This is an Instructable on how to demonstrate that circular motion requires the application of a constant force directed toward the center of the circle, and the vectors that accompany that motion. First we create the apparatus to demonstrate the principle, then, we will discuss how it is to be used.
A rubber ball (a high bouncing ball works too, get a large one)
A thick string, 3 or 4 feet long
A size E crochet hook
A pair of pliers
Using the counter top, apply force to the base of the crochet hook forcing the tip through the center of the rubber ball and out the other end.
Grab the thick string, with the end of the hook. Use the pliers to pull the hook back through the ball taking the thick string with it.
When the hook is out of the ball and the loop is out, stop. The rubber (or high bouncing ball) will close in around the string and hold it in place.
If you used nylon string, after you cut off the 3/4 foot length, use the lit candle to melt the end. If you don’t want to do that, tie a slip knot in the end.
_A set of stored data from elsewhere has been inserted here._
Issue #3400, opened 2022-01-24
Hidden units in movement phase may not have the opportunity to unhide


pakfront:
### Environment
MegaMek Version 0.49.6
Timestamp Sat Jan 08 11:45:41 PST 2022
Java Vendor AdoptOpenJDK
Java Version 11.0.10
Windows 10

### Description
**Summary**
It is quite possible for a player with hidden units to miss their opportunity to unhide them in the move phase.  Hidden units are not in the initiative list and therefore do not block progression to the next phase. So you have to make sure you get all your unhiding done before the last move in the initiative order is finished. Otherwise MM will move to the next phase without you changing all your upcoming hide states.

**Details**
MegaMek does not do hidden units exactly as described in Total War, but it is a reasonable approximation.
IN TW, hidden units are to be unhidden at the beginning of the Movement or Firing phase. They are immediately visible on the map, and can fire and be targeted. They cannot move that turn, at least according to my rulebook. 
"Unless the player plans to move a hidden unit during the Movement Phase, hidden units are not counted for the purposes of determining movement order during that phase. If the player plans to activate a hidden unit during a turn, he must reveal that unit and place it on the map at the start of then turn's Movement Phase. If the player plans to attack using a hidden unit, he must reveal  that unit and place it on the map at the beginning of of the Weapons Attack phase. Hidden units revealed during the Movement Phase cannot move during that phase" (Total Warfare "Hidden Units" p. 259)

In MM units are not unhidden at the beginning of the phase, rather they are marked to be unhidden in a previous phase. Units must be marked to unhide in a previous phase and will reveal themselves in an upcoming phase. This means a hidden unit may not be revealed during the current phase. So, if you want to have a hidden unit fire, you must mark it to reveal during the preceding movement phase, rather than at the beginning of the fire phase.
You do so be right-clicking on the unit and "Viewing" it, then going to the Extras tab of the unit display, changing the activation dropdown to "firing" and pressing  the Activate Hidden Unit button. Note: You cannot select it in the Unit Overview as it is not in the initiative list. 
This is clunky, but would work out fine except for one issue:

[...]

PR #3483, opened 2022-03-04
Hiddenunits

pakfront:
**DRAFT** - but comments welcome
This addresses https://github.com/MegaMek/megamek/issues/3400
It uses the pattern established by UnloadStrandedGameTurn to insert an UnhideHiddenGameTurn turn at the beginning of the turn order vector for TargetingPhase (for reveal during for Movement) and OffboardPhase (for reveal during FiringPhase.) This pops up a dialog where the user can unhide any units before regular play continues.

**Minor Issues:**
Needs more testing overall.
Need to make sure does not conflict with the old way of revealing by using the unit inspector, including resetting the reveal phase property. 
Client displays do not show unhidden units until one more turn has happened (need to figure out how to push the updated info to clients.)
Need to test with bots to make sure it doesn't hang them up. Not expecting them to use it correctly. ;)
Popup dialog is ugly.

### DIFF
--- a/megamek/i18n/megamek/client/messages.properties
+++ b/megamek/i18n/megamek/client/messages.properties
@@ -3883,6 +3883,11 @@ ReplacePlayersDialog.config=Bot Settings...
 #Point Blank Shot Dialog
 StatusBarPhaseDisplay.pointblankShot=Pointblank shot from a hidden unit!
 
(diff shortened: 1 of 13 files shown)


HammerGS:
Is there anything needed to move this forward?

PR #4423, opened 2023-05-15
Add more target info to the WeaponsPanel of the Unit Display

pakfront:
This adds a section with current target info to the Weapon Panel. It is separated by a split pane to allow user to adjust details they need to see. This is a major refactoring of the WeaponPanel class to make it simpler to debug individual components, and share layout settings between components. This should help with any further work needed on panel.

There is a known issue with the WeaponPanel hanging on to old target data between rounds. Apparently this has been the case even before this PR. I plan on addressing this and some other issues in my next PR, which will require a refactor I'd rather keep out of this PR.

noaim

aim


SJuliez (approved):

SJuliez:
There are conflicts.

Issue #4424, opened 2023-05-15
Stingray ammo is misspelled


Saklad5:
### Environment
MegaMek Version: MekHQ v0.49.12 Development Snapshot
Operating System: Mac
Java Version: 19.0.2

### Description

The ammunition for Stingray Sub-capital Missiles is currently named "Stringray Ammo", which is clearly a typo.

PR #4427, opened 2023-05-17
Fix: #4424 type of Stingray Ammo

HoneySkull:
Fixed an ammo spelling mistake:  Stringray -> Stingray.


SJuliez:
A few units use this ammo. They'll not load correctly when their files aren't corrected as well.

image

HoneySkull:
Good point.  I only searched in the .java files.  Thanks, I'll finish the sweep.

HoneySkull:
These .blk files exist in megameklab and MekHQ repositories as well, I'll update them.

PR #4429, opened 2023-05-18
Some Map Setup/Board Fixes

SJuliez:
- Fixes some broken multi-board map setups (those that can be loaded from the lobby) due to board renames
- Rewrite all map setups to have only / instead of \ in paths
- Adds a few more map setups from existing boards
- replaces all \ in board paths with / when the board dir is scanned so they don't have to be removed later
- removes a few building:5 (not implemented) from boards (I actually got an NPE from one but this seemed a special case, mostly building:5 shows no graphics and doesnt generate errors)


NickAragua (approved):
Looks fine code-wise, except for the weird compilation errors.

SJuliez:
@NickAragua Sorry for that, the silly author of this PR of mine actually managed not to test-build it after the last change and before making it a PR (I thought only other people did that). Also, I'll separate this. The map setups are not dangerous to merge but the other stuff is so I'd leave this till after the next release.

Now you have the apparatus completed.
Step 7: A Demo for Circular Motion
During your lesson on Circular Motion, walk around the room, swinging the ball in a circle above the top of your head, (practice so you don't need to use a lot of wrist motion), as you describe the circular motion and the fact that circular motion requires the application of a constant force directed toward the center of the circle. Get the students to acknowledge that your hand at the center of the circle is causing the ball to travel in a circle. Believe me when I say that, every student will follow you with their eyes their whole body as, you walk around the room, swinging the ball. When you get to the part where you talk about force vectors and circular motion, keep swinging the ball in the circle, and ask every student to tell you, what they think will happen to the ball when you let go. Get an answer from every student. Then let go of the ball. (It would help if you practice with the ball, to you can let go at a predetermined point. You want it to go where you want it to, not through a window or hit a student). Those who guessed (or knew) that it would travel in a straight line will beam. Those who thought it would curve, or shrugged their shoulders with an “I don’t know”, will never forget that it traveled in a straight line. Now would be a good time to go to the white board and draw circles and vector lines with accompanying equations. This is a fun, easy demo. Enjoy!